Quando nos reportamos às Leis de Deus, referimo-nos aos diversos aspectos dessa mesma Lei, como podemos constatar na leitura das questões 614 e seguintes, destacando, entre outras, a 634 e a 647, do livro citado. Talvez, para melhor elucidação do panorama, o estudo das questões 115 e seguintes.

Sinteticamente, podemos dizer que a Lei de Deus é “amar indistintamente”. Fomos criados simples e ignorantes com objetivo de chegar à perfeição, tendo para isso a liberdade de escolha, sendo assim responsáveis por elas, como podemos ver acima, na questão 262.

Assim, as faltas são as escolhas que obstruem a Lei Natural, que é resumida em “amar indistintamente”. Podemos dizer, também, que a falta é quando deixamos de fazer o que é “bem para todos”, que encontramos exarado nas questões 629 e 630, principalmente.

Comumente entendemos sofrer como sentir dor, física ou moral, padecer (...). No entanto, muitas vezes este verbete que aparece na Codificação está significando, apenas, passar por algo, que não quer dizer sentir dor, ter padecimento

Punição. Também aparece no primeiro princípio e inúmeras vezes na Codificação Espírita, requerendo compreensão para não nos mantermos na lei do “olho por olho” e na imagem de um Deus vingativo.

Punição, à luz da Codificação Espírita, é passar pelas consequências de nossas escolhas que contrariam a Lei Natural, que é “amar indistintamente”, ou agir para o bem de todos.

Por fim, muito provavelmente pode ter passado despercebido um outro verbete que também gera bastante desentendimento dos ensinos espíritas: sofrer.

Comumente entendemos sofrer como sentir dor, física ou moral, padecer — o que gera comoção e cria em muitas pessoas constrangimentos e dificuldades de compreensão.
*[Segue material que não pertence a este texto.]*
Issue #247, opened 2019-03-05
Enable clr-installer support in published PXE images


mdhorn:
As someone who deploys Clear Linux OS on many targets, I would like to use clr-installer instead of ister as the installation mechanism.

Currently, the PXE images published on https://download.clearlinux.org/current/ still use ister.py.

chenming1986:
A few tips to make clr-installer work with pxe boot based on current installer.img. I can help on basic verification with my iPXE setup if needed.
### iPXE setup
https://clearlinux.org/documentation/clear-linux/guides/network/ipxe-install

### kernel
use the kernel in installer.img

### kernel cmdline
copy the command line from installer.img, remove `root` and `rootfstype` parameters since we don't want to mount the real disk at this time, and add `root=/dev/ram clri.descriptor=http://192.168.1.1/clr-installer.yaml` to the cmdline. `root=/dev/ram` is neccessary, otherwise a few services and clr-installer itself will fail due to not able to write temp/configuration files

### initrd
include all the contents from the root partition of installer.img, create a symlink in the root of initrd with the name **init** and link it to **/usr/lib/systemd/systemd**, add `ExecStartPre=/usr/bin/sleep 10` to the **Service** section in **/usr/lib/systemd/system/clr-installer.service** (this is just a workaround since currently clr-installer may start before the network is ready and it will fail to fetch the installation descriptor file via network)

### iPXE configuration file
The file may look like
```
#!ipxe
kernel linux quiet console=tty0 console=ttyS0,115200n8 initrd=initrd root=/dev/ram init=/usr/bin/initra-desktop initcall_debug tsc=reliable no_timer_check noreplace-smp kvm-intel.nested=1 intel_iommu=igfx_off cryptomgr.notests rcupdate.rcu_expedited=1 rcu_nocbs=0-64 rw nomodeset i915.modeset=0 clri.descriptor=http://192.168.1.1/clr-installer.yaml
initrd initrd
boot
```

qzheng527:
Thanks Ming for the sharing, it works!
My understanding is that the released PXE image should contain the clr-installer and make it boot automatically just like it is in  the intaller image.
Who is the owner of generating the PXE image? Many internal customers really requires this install method.

mdhorn:
@qzheng527  Making updates to the PXE images to use the new clr-installer instead of ister is on the roadmap, but the core installer team right now is focused on the creation of a graphical interface for the clr-installer. We maybe not start on this for a month or two.

[...]

PR #622, opened 2019-12-09
Remove delay before PXE service

mdhorn:
- Extend delay before starting the installer service

### DIFF
--- a/etc/systemd/clr-installer-provision.service
+++ b/etc/systemd/clr-installer-provision.service
@@ -19,7 +19,6 @@ Conflicts=getty@tty1.service getty@tty0.service serial-getty@ttyS0.service
 [Service]
 Type=oneshot
 ExecStartPre=/bin/bash -l -c 'grep --quiet --no-message clri.descriptor= /proc/cmdline || (echo "Missing clr-install YAML on kernel command line" ; /bin/false)'
-ExecStartPre=-/bin/bash -l -c '/usr/bin/sleep 10'
 ExecStartPre=-/bin/bash -l -c '/usr/bin/cat /etc/issue'
 ExecStart=/bin/bash -l -c 'until /usr/bin/clr-installer ; do echo "clr-installer failed...retying"; sleep 5 ; done ; /usr/bin/reboot'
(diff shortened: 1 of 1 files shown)


etc/systemd/clr-installer-provision.service
```diff
@@ -19,7 +19,7 @@ Conflicts=getty@tty1.service getty@tty0.service serial-getty@ttyS0.service
 [Service]
 Type=oneshot
 ExecStartPre=/bin/bash -l -c 'grep --quiet --no-message clri.descriptor= /proc/cmdline || (echo "Missing clr-install YAML on kernel command line" ; /bin/false)'
-ExecStartPre=-/bin/bash -l -c '/usr/bin/sleep 10'
+ExecStartPre=-/bin/bash -l -c '/usr/bin/sleep 30'
```
jwakre: What happens when the network isn't ready after 10s? Does the until loop still work?

mdhorn: _Originally posted by @ionutnechita in https://github.com/clearlinux/clr-installer/issues/247#issuecomment-562874046_
> Hi Clear Linux Team,
> 
> If we can increase the time for clr-installer-provision.service, would help me.
> ExecStartPre=/usr/bin/sleep 10 -> ExecStartPre=/usr/bin/sleep 30
> 
> 1. My DHCP server is slower.
> 2. The interface didn't start up fast for vm using vmware esxi.

@ionutnechita  
John has a good question, I would expect that the "unit" loop to work once network comes up.

mdhorn: @ionutnechita Can you share more about the failure with the current sleep at 10?
In the loop that runs until the install is successful, we should be completely restarting the networking stack which I would assume would attempt to get a DHCP address if one was not present?

mdhorn:
Fixed in Clear Installer release [2.3.7](https://github.com/clearlinux/clr-installer/releases/tag/2.3.7)
Available in Clear Linux OS 31930 or later
https://clearlinux.org/downloads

No entanto, muitas vezes este verbete aparece na Codificação significando, apenas, passar por algo, que não quer dizer sentir dor, ter padecimento.

Óbvio que muitas outras palavras do mesmo texto sugerem aprofundamento da Doutrina Espírita para melhor esclarecimento e que outros podem ter melhor juízo do que aqui expusemos. Porém, como estudantes, vamos “devagar, mas sempre”.

 

  1. KARDEC, Allan. O Livro dos Médiuns. Cap. XXIV — Da Identidade dos Espíritos, item 267, 9º princípio.
  2. Idem. O Evangelho segundo o Espiritismo. Cap. XXVII, Pedi e obtereis — Da prece pelos mortos e pelos sofredores.
  3. Idem. A Gênese. Cap. II, itens 20 a 30.
  4. Idem. O Livro dos Espíritos. Questões 843 a 867 e 872 ss.

 

O autor atua na coordenação de grupos de estudo sistematizado e mediúnicos, treinamentos e capacitações em casas espíritas do Sul Fluminense, Zona da Mata Mineira e Vale do Jequitinhonha. Em 2022 escreveu seu primeiro livro, “Espiritismo em essência”.